Lundi, dans son éditorial du Figaro, intitulé «Choisir ses alliés», Philippe Gélie remet en cause ce lien privilégié: «Tandis que l'EI nous livre une guerre de civilisation, l'Arabie sunnite ne semble motivée que par sa guerre de religion contre l'islam chiite». «Le pétrole et les contrats commerciaux ne sauraient nous aveugler sur la vraie nature du partenaire saoudien», insiste l'éditorialiste. Patrice Chabanet le formule encore plus clairement dans Le Journal de la Haute-Marne: «Au XXIe siècle, il est inacceptable de considérer comme ami un pays qui prononce la peine de mort si l'on manifeste contre le roi ou si l'on veut changer de religion».
«C'est Daech qui va en profiter»
Par ailleurs, cette crise entre l'Arabie saoudite et l'Iran avait suscité lundi de vives craintes dans la presse française. Selon les éditorialistes, l'escalade en cours fait le jeu de «Daech».
Dans Le Figaro, Georges Malbrunot explique qu'«il y a comme un parfum de revanche dans l'exécution du cheikh al-Nimr, 10 jours après la liquidation du chef rebelle syrien Zahran Alloush, près de Damas. À la tête de +L'armée de l'islam+, financée et appuyée par Riyad, Alloush était l'homme clé des Saoudiens dans la guerre syrienne».
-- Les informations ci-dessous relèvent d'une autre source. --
PR #4348, opened 2026-08-19
Fix OAuth browser sign-in fallback compatibility

### LINKED ISSUE #4347: Fall back to legacy token auth when OAuth device flow is unavailable
## Summary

C'est bien sur le théâtre de guerre syrien et irakien que les conséquences risquent d'être les plus lourdes, jugeaient experts et éditorialistes. Dans Le Parisien/Aujourd'hui en France, Azadeh Kian, spécialiste de l'Iran à l'université Paris-VII-Diderot, prévient que «si l'Iran et l'Arabie saoudite ne collaborent pas contre Daech, forcément, c'est Daech qui va en profiter».
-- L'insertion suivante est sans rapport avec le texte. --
Issue #3323, opened 2025-12-03
feat: Publish scripts as Quarto documents


brooklynbagel:
## Description

Connect supports rendering scripts (`.py` and `.R`) files as Quarto documents, see https://docs.posit.co/connect/user/scripts/. There's some front-matter that needs to be added that makes Quarto recognize them as renderable, see https://quarto.org/docs/computations/render-scripts.html#syntax and the scripts are renders using Jupyter or Knitr. However, the Publisher extension does not know how to handle these types of files. For example, if I try to publish the following R script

Même crainte de la part de Dominique Garraud, dans Le Journal de la Haute Marne: «Dans la partition d'une rare complexité qui se joue au Proche-Orient, le coup d'éclat saoudien ne conduit pas inéluctablement à une confrontation directe que l'Arabie saoudite et l'Iran ont évitée durant plus de trois décennies de rivalité et de guerres par procuration. Mais, après l'incident aérien entre la Turquie et la Russie, Daech est vraiment le seul à pouvoir se réjouir de devoir faire face à des ennemis autant divisés», souligne-t-il.